_Problem to solve_
Please restate every record below word for word.

_Extracted entries_

PR #12783, opened 2026-08-15
fix: use alter column type instead of drop and add when only column length changes

pyfile-toolkit:
### Description

When a column's length changes (e.g. `varchar(50)` -> `varchar(51)`) while the base type stays the same, `PostgresQueryRunner.changeColumn` used to drop and re-create the column, which causes data loss.

### Fix

1. Move the `length` comparison out of the drop-and-recreate condition and into the existing precision/scale branch, which already generates `ALTER COLUMN ... TYPE`.
2. Update the cloned column's `length`/`precision`/`scale` in that branch so `replaceCachedTable` does not keep stale schema state (spotted by the Qodo review).

### Checklist

- [x] Regression test in the functional suite (`test/functional/schema-builder/column/change/change-column/change-column.test.ts`)
- [x] Existing column-length / column-type / change-column / migration-generate tests still pass

Closes #3357


pyfile-toolkit:
Thanks for the review. I've gone through the Qodo findings and addressed the relevant ones:

- **Test metadata not restored** ✅ — the regression test now restores `nameColumn.length` to the baseline `"255"` (matching the other tests in the file), so shared `ColumnMetadata` state stays consistent and later tests are not order-dependent. Fix is in commit `2b21c4557`.

CI is green and the PR is ready for maintainer review. Happy to adjust further if anything needs tweaking.

pyfile-toolkit:
Closing per maintainer policy (comment at https://github.com/typeorm/typeorm/issues/3357#issuecomment-4638034647: no community PRs will be accepted for this issue). Thanks for the Qodo review earlier — the test-metadata fix remains in the branch if ever useful.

_Task response_
PR #12783, opened 2026-08-15
fix: use alter column type instead of drop and add when only column length changes

pyfile-toolkit:
### Description

When a column's length changes (e.g. `varchar(50)` -> `varchar(51)`) while the base type stays the same, `PostgresQueryRunner.changeColumn` used to drop and re-create the column, which causes data loss.

### Fix

1. Move the `length` comparison out of the drop-and-recreate condition and into the existing precision/scale branch, which already generates `ALTER COLUMN ... TYPE`.
2. Update the cloned column's `length`/`precision`/`scale` in that branch so `replaceCachedTable` does not keep stale schema state (spotted by the Qodo review).

### Checklist

- [x] Regression test in the functional suite (`test/functional/schema-builder/column/change/change-column/change-column.test.ts`)
- [x] Existing column-length / column-type / change-column / migration-generate tests still pass

Closes #3357


pyfile-toolkit:
Thanks for the review. I've gone through the Qodo findings and addressed the relevant ones:

- **Test metadata not restored** ✅ — the regression test now restores `nameColumn.length` to the baseline `"255"` (matching the other tests in the file), so shared `ColumnMetadata` state stays consistent and later tests are not order-dependent. Fix is in commit `2b21c4557`.

CI is green and the PR is ready for maintainer review. Happy to adjust further if anything needs tweaking.

pyfile-toolkit:
Closing per maintainer policy (comment at https://github.com/typeorm/typeorm/issues/3357#issuecomment-4638034647: no community PRs will be accepted for this issue). Thanks for the Qodo review earlier — the test-metadata fix remains in the branch if ever useful.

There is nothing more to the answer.